表紙には、氷上で遊ぶ隊員のたちの様子の上にオーバーラップして
デ~ンと「おにぎり」の写真がある。「かもめ食堂」でも「おにぎり」がでてきた。
この映画はまだ観ていないが、氷に閉ざされた世界の中で、数少ない楽しみのひとつは
食べることなんだろう。
いろんなものを食べたいと思うだろうが、そこはやっぱ、「おにぎり」だろう。
裏表紙には「豚汁」の写真。あ~それもいい。
身も心も凍る極寒の中での作業を終えて、ペコペコのお腹で食堂に入ったとき
おにぎりと豚汁があったら、言うことないでしょ。
遠く離れた日本が無性に恋しくなったりする。
「おにぎり」は日本人のソウルフードなのかもしれない。

そして、「究極の晩ごはん」と命名されたある日のメニューとは…
レンコンの金平、いかのうにあえ、春菊とたけのこの酢みそ和え、ミニトマトときゅうりの
マリネ、刺身、天ぷら、角煮、ぶりの照り焼き、あさりの味噌汁

豪華といえば豪華な献立だが、けっこう普段食べているものばかりだ。
これらを料理人「西村」さんが、食に対して、無頓着になっている隊員たちのために
大皿ではなく小鉢に一品づつ、きれいに盛りつける。
テーブルに所狭しと並んだ料理は、白一色の外の世界から戻ってきた隊員たちの目には
どれほど鮮やかだっただろう。

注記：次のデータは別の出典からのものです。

Issue #3188, opened 2026-08-18
[Feature Request]: mcp 2.0 — fill in served-agent metadata (title, description, icons, website_url, cache_hints)


vvlrff:
### Is your feature request related to a problem? Please describe.

The lowlevel `Server` in `mcp` 2.0 accepts `title`, `description`, `icons`, `website_url` and `cache_hints`; `create_initialization_options()` passes them through to `InitializationOptions`. `ag2.mcp.MCPServer` supplies none of them, so a served agent shows up in a client's server list with a bare name and nothing else.

Note also that the default server name changed upstream (`"FastMCP"` to `"mcp-server"`), which is a reason to be explicit rather than to rely on defaults.

### Describe the solution you'd like

Let a served `Agent` carry presentation metadata through to `InitializationOptions` — reasonably, derived from the agent where one already has a description, and overridable on `MCPServer`. Add `cache_hints` for cacheable methods (`list_tools` is the obvious candidate) where the served agent's tool set is static.

No design questions here; this is the cheapest item in #3183.

### Additional context

Sub-issue of #3183.

Issue #3184, opened 2026-08-18
[Feature Request]: mcp 2.0 — decide how InputRequiredResult relates to ADR 0014 (human-input failure)


vvlrff:
### Is your feature request related to a problem? Please describe.

`mcp` 2.0 (protocol revision 2026-07-28) lets a tool **return** an input request instead of the server calling back into the client: `on_call_tool` may return `InputRequiredResult`, carrying `input_requests` plus opaque `state`, and the client retries the call with the answers attached.

This is in direct tension with [ADR 0014](docs/adr/0014-human-input-failure-is-a-type-not-a-tool-result.md), accepted in the same week. ADR 0014 decided that an unanswered `context.input()` is an **exception that ends the turn** — `HumanInputError` and its subclasses — precisely so that a question nobody was asked cannot masquerade as a tool result. Its stated reasoning: recorded as a tool result, "an approval that was never requested read like a tool that broke, which invites the model to route around it."

`InputRequiredResult` proposes the opposite model: a question *is* a legitimate result of a call.

These do not conflict in code — the migration touches neither — but they are two different answers to the same question, and only someone holding both the ADR and the `mcp` 2.0 changelog in mind can see it. That is a small and shrinking set of people.

### Describe the solution you'd like

Decide, and write the decision down.

The interesting case is narrow: when the caller of an ag2 tool **is** an MCP client that advertises it can answer input requests, an unanswered `context.input()` is no longer "nobody could be asked" — it is "ask the client". ADR 0014's reasoning does not obviously cover that, because at the time there was no protocol-level way to ask.

Sketch of what needs settling:

- Does `HumanInputNotProvidedError` become an `InputRequiredResult` when the MCP peer can answer it, or does the absence of an `hitl_hook` stay a failure regardless of who is calling?
- If it converts, `context.input()`'s timeout semantics need re-examining — the retry is a fresh request from the client, so the original call's clock is gone.
- The opaque `state` has to round-trip whatever ag2 needs to resume, which is a question about `Context` lifetime, not about MCP.
- ADR 0014 gets amended or superseded either way. It should not be left reading as though `InputRequiredResult` did not exist.

### Additional context

Sub-issue of #3183. Not required by the 2.0 migration — `ag2.mcp` never registered elicitation, and ag2's existing elicitation support is ACP-side (`ag2/acp/config.py`, `ElicitationPolicy`), which is a separate channel.

Issue #3183, opened 2026-08-18
[Feature Request]: mcp 2.0 — adopt the new protocol capabilities (follow-up to the 2.0 migration)


vvlrff:
### Is your feature request related to a problem? Please describe.

The `mcp` 2.0 migration is deliberately behaviour-preserving: it moves `ag2.mcp`, `ag2.mcp_ui`, the `ag2.tools` MCP client and `ag2.acp.tool_gateway` onto the 2.0 API and changes nothing a user can observe. That was the right call for reviewability — a reviewer can tell a migration break from an intentional change — but it leaves a gap that is easy to misread later: **ag2 runs on `mcp` 2.0 and adopts none of what 2.0 added.**

Without a record of what was consciously skipped, "we migrated to 2.0" will be read as "we support 2.0 fully".

### Describe the solution you'd like

This issue is the record. Each sub-issue is independently shippable; none is required for the migration to be correct.

- [ ] Decide how `InputRequiredResult` relates to ADR 0014
- [ ] Support stateless requests (protocol revision 2026-07-28)
- [ ] Implement resource subscriptions in `ag2.mcp`
- [ ] Advertise SEP-2133 extensions, starting with `io.modelcontextprotocol/ui`
- [ ] Fill in server metadata (`title`, `description`, `icons`, `website_url`, `cache_hints`)

### Additional context

One item is deliberately **not** a sub-issue because it needs no action today: the logging capability is deprecated as of protocol revision 2026-07-28 (SEP-2577), and `mcp` 2.0 emits `MCPDeprecationWarning` when `on_set_logging_level` is registered. We do not register it, so nothing is broken — but server-to-client log forwarding is no longer a road that exists, which is worth knowing before someone plans it.

PR #3192, opened 2026-08-19
feat(mcp)!: port every MCP surface to mcp 2.0 and raise the bound to >=2.0.0,<3

vvlrff:

`mcp` 2.0 has been on PyPI since late July 2026; AG2 pinned `mcp>=1.11.0,<2`. A project
that needs `mcp` 2.x cannot install `ag2[mcp]` at all — the two are unresolvable together.
2.0 is a breaking major, so this PR absorbs the break and raises the bound to `>=2.0.0,<3`.

**Nothing `mcp` 2.0 added is adopted.** Behaviour is what it was on 1.x, except the four
items under *Behaviour changes*. That restraint is what makes this a port, not a redesign.

## How to review

Four independent groups. Only the first is design work; the rest is mechanical.

**1. Handler registration** — `ag2/mcp/{server,resources,prompts}.py`,
`ag2/acp/tool_gateway.py`. 2.0 removed the lowlevel decorator API, so nine registration
sites become constructor `on_*` callbacks: handlers take `(ctx, params)` and return a
complete result model (`ListToolsResult`, `ReadResourceResult`, …) instead of bare
content. `RequestContext` → `ServerRequestContext`; `meta.progressToken` →
`meta.get("progress_token")` (`_meta` is an open mapping now).

Two things that lived *inside* the deleted decorator are reproduced by hand:
exception → `isError=True` conversion (`mappers.tool_error` + a guard in each
`_on_call_tool`), and `read_resource`'s content mapping with 1.x's MIME defaults
(`resources._to_wire_contents`, checked against the 1.x source rather than inferred).

**2. Attribute spelling** — most of the test diff. `mcp-types` 2.0 moved to
`alias_generator=to_camel`, so reads are snake_case (`result.is_error`,
`tool.input_schema`, `p.mime_type`); ~40 renamed. Construction still takes the camelCase
aliases, so no constructor call changed.

**3. Transports** — `ag2/tools/toolkits/mcp_server/toolkit.py`, `ag2/mcp/testing.py`.
`streamable_http_client` takes an `httpx2` client and yields 2 streams, not 3 (11
unpackings). Only the MCP client toolkit moves to `httpx2`; AG2 core stays on `httpx` —
separate distributions, they coexist. `create_connected_server_and_client_session` is
gone, so `ag2.mcp.testing.connect` is rebuilt on `create_client_server_memory_streams`
and still yields an initialized `ClientSession` — tests behind it are untouched.

**4. `ag2/mcp_ui/resources.py`** — `mcp_ui_server.create_ui_resource` hardcodes
`AnyUrl(uri)`, which 2.0 retyped to `str`, so every call raises. `ag2.mcp_ui` builds the
contents itself; the dependency stays for the action helpers. Reported upstream with a
proposed two-line fix as MCP-UI-Org/mcp-ui#216, and the code points at it so this can go
back to delegating.

## Behaviour changes

The complete list.

1. **Tool input is validated by AG2 now.** 1.x's decorator defaulted `validate_input=True`
   and `MCPServer` used the bare decorator, so it had that check and would have silently
   lost it — 2.0 validates nothing. It now validates against the advertised `inputSchema`
   (`mappers.input_validation_error`, via `jsonschema`) and returns 1.x's
   `Input validation error: …` as a tool error. Doing it up front also stops a leak: the
   pydantic fallback rendered the whole argument dict, including the injected `__ctx__`.
   The ACP gateway keeps its deliberate opt-out.
2. **Tool failures are logged server-side** (`logger.exception`) instead of shipping only
   `str(e)`; in `ag2/mcp` a message-less exception falls back to its class name.
3. **`MCPToolkit` follows redirects** — a Starlette mount given without its trailing slash
   307s and used to just fail. Pre-existing; the new live-transport test made it visible.
4. **`ag2.mcp_ui` rejects two things it waved through** — an `encoding` outside the
   `Literal` (silently became text before), and a non-`ui://` uri on the `remote_dom` path
   before the framework check.

## Dependencies

`mcp>=2.0.0,<3` at the three pin sites that existed (`mcp` extra, `mcp-ui` extra, `docs`
group) plus a regenerated `uv.lock`. The upper bound is kept on purpose — `mcp-ui-server`
broke on 2.0 precisely because it declared none. `jsonschema>=4.20.0,<5` is declared on
the `mcp` extra since it is now imported directly (a hard `mcp` dependency, so nothing new
installs). `httpx2` gets no entry: also a hard `mcp` 2.0 dependency, imported only where
`mcp` is already required.

## Tests

Beyond the renames and unpackings above, three existing tests changed for a real reason:
`test_context_provider` reads `result.content[0]` (complete result model);
`test_resources.py` uses `get_request_handler("resources/templates/list")` (2.0 keys
handlers by method string and `request_handlers` is gone — this test inspected the
registration mechanism, which is what upstream changed); `test_custom_tools.py` dumps with
`by_alias=True`, since the assertion is about the wire spelling.

New: `test/mcp/test_input_validation.py` (7 tests for behaviour change 1, including that a
*malformed* schema stays a tool error rather than escaping as a protocol error) and
`test/tools/test_mcp_live_transport.py` (4 tests driving `MCPToolkit` through its real
session construction against a live server — the existing tests substitute `_mcp_session`
wholesale, so the transport was uncovered). Smaller additions to `test_errors.py`,
`test_http.py`, `test/mcp_ui/test_resources.py`.

Everything else behind the in-process helper passes unedited.

## Validation

- Full suite green on `mcp` 2.0.0 in CI, Python 3.10–3.13 and macOS.
- Changes that work on both majors (resource URIs, the UI resources, the live-transport
  test, the docs snippet) were landed and verified green on `mcp` 1.28.1 **first**, so a
  later failure there is attributable to 2.0, not to a misread of the old behaviour.
- The self-built UI resources were compared against `mcp-ui-server`'s builder across 32
  cases (3 content kinds × 2 encodings × 4 metadata combinations): byte-identical
  `model_dump_json()` in every one.
- Protocol era is asserted, not presumed: 2.0 serves both eras and the first request
  decides. `test_serves_initialize_as_asgi_app` pins that this connection lands in the
  legacy era (`2025-06-18`), so a silent switch cannot pass.

## Known gaps

- **A version bump must precede any release** — `ag2[mcp]` stops installing next to `mcp`
  1.x. Per repo convention that is its own `chore(bump)` PR; this one leaves `version`
  alone.
- **Output validation is not reproduced.** 1.x's decorator also validated
  `structuredContent` against a declared `outputSchema`, and AG2 declares one when the
  agent has a `response_schema`. Latent rather than live (the executor pydantic-validates
  the reply first), but it is a difference from 1.x, so it is called out rather than buried.
- **`session.send_log_message` is deprecated** in 2.0 (SEP-2577). It warns and still works,
  and this connection is in the legacy era where the capability is valid. 2.0 deprecates
  the whole logging capability, so migrating means deciding what replaces the per-tool
  notifications — that belongs with the capability work.

## Related issue number

Reverses the bound tightened in #3113. Follow-ups for the 2.0 capabilities skipped here
are tracked in #3183 (sub-issues #3184–#3188); #3184 carries the real design weight.

## Checks

## AI assistance


vvlrff:
@Lancetnik @marklysze Please review this pull request

Lancetnik (approved):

私はそういうことを連想しながら、このページの料理を
眺めていた。なんとも美しい色だ。その香りにもきっと疲れを忘れて、
食欲をそそれらたことだろう。
食べることや作ることをおろそかにしてはいけないな、とあらためて思った。
食べてくれる人がいる、作ってくれる人がいる。なんて幸せなことだろう。
感謝。感謝。
それから、食材を作ってくれている農家の人や獲ってきてくれる漁師さんたちにも。
感謝。感謝。

それから、それから。
料理人の西村さん。「南極料理人」とPCで打ったら、最初「難局料理人」と出ました。
まさにそういう感じだったのでしょうね。ご苦労様です。
隊員の皆様。どんなお仕事されてるのかほんとのとこよく知らないのですが、大変なことだけは
わかります。どうもご苦労さまです。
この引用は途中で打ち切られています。